Table Rock is a mountain pillar in the western United States, located just south-east of downtown Boise, Idaho, in the foothills of the Boise Range of the Rocky Mountains.
Its summit elevation of 3650 ft above sea level is 900 ft above the city center.

Located between downtown Boise and the foothills, Table Rock has multiple caves and ledges and overlooks the Treasure Valley.

A prominent local landmark, it is a popular spot for day hiking from the Old State Penitentiary which offers access to views of the Treasure Valley, Owyhee Mountains, and the Boise Foothills themselves. Trailhead access and parking is behind the Bishop's House in the Penitentiary Historic District. The Idaho State Historical Society manages Table Rock Mesa. Table Rock is open to foot and bike traffic from sunrise to sunset.

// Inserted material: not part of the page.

PR #116, opened 2022-08-25
Switch from Pulp to createrepo-agent for RPMs

cottsay:
This change switches the RPM repository management solution from Pulp to `createrepo-agent`. It leaves Pulp configured and running, but moves the endpoint from `http://example.com/{os_name}/building/{os_verison}/{os_arch}` to `http://example.com/{os_name}_pulp/building/{os_verison}/{os_arch}`. Existing `testing` and `main` repositories are left untouched, and will be managed by `createrepo-agent` automatically on-demand.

A gate is installed on Table Rock Road to prevent vehicle access.

An illuminated 60 ft white cross at its summit has been the subject of a lawsuit involving the separation of church and state (the cross itself stands on 4 sqft of land sold to the Jaycees for $100 in 1972, hence it stands on private property). The legality of the land sale to the Jaycees is disputed, as the land board meeting minutes, which discuss the sale, indicate that the sale was structured specifically to sell the land to the Jaycees for the purpose of insulating the cross from legal attack. The sale included language that allowed the Land Board to reject any offers, with the stated intent of rejecting offers other than from the Jaycees.

The Table Rock Mesa was first quarried in the 1860s with much of the sandstone around Boise coming from Table Rock, including the Old Idaho Penitentiary. It continues to be an active quarry today.

In 2016, illegal fireworks usage on Table Rock shortly after midnight on June 30 initiated a 2500 acre wildfire.

==Prehistory==
Table Rock was sacred to the Northern Shoshone, who used the high plateau, numerous caves, and nearby hot springs as a ceremonial meeting place. Artifacts have been found in the course of the construction of nearby subdivisions, including obsidian bi-face knives of varying sizes.

In 1893, prisoners quarrying stone for the penitentiary discovered Native American remains. In addition to skeletal remains, they also unearthed beads and bracelets, adding evidence that Table Rock is a sacred Native American burial ground.

==The Cross==

=== Building the Cross ===
The idea for putting the cross on Table Rock came from the TV program This Is Your Life and the Jaycees asked volunteers to build the cross. The Jaycees club's original goal in building the cross was to promote Christianity as well as taking a stand against communism in the mid-1950s, and $880 was raised to fund the project. Dick Wilcolm, Rich Jordan, and Chet Sawyer were the three volunteers that dug the hole and placed the cross in the ground. The original cross required $60 a month to power the lights that illuminated the cross, however in 2011 the lights were changed to LED lights, cutting the price down to $20.

=== Controversy ===
The cross that stands on top of Table Rock has had a volatile history over the last years.

The controversy began in 1956, when the Junior Chamber of Commerce (Jaycees) built the cross on what was then Department of Correction land. At the time, the Department of Correction owned a 109 acre tract that included the bluff of Table Rock.

In 1970, the Jaycees submitted a request to the Board of Correction on June 10 for the purchase a 44 by 70 ft parcel of land that would surround the land around the cross.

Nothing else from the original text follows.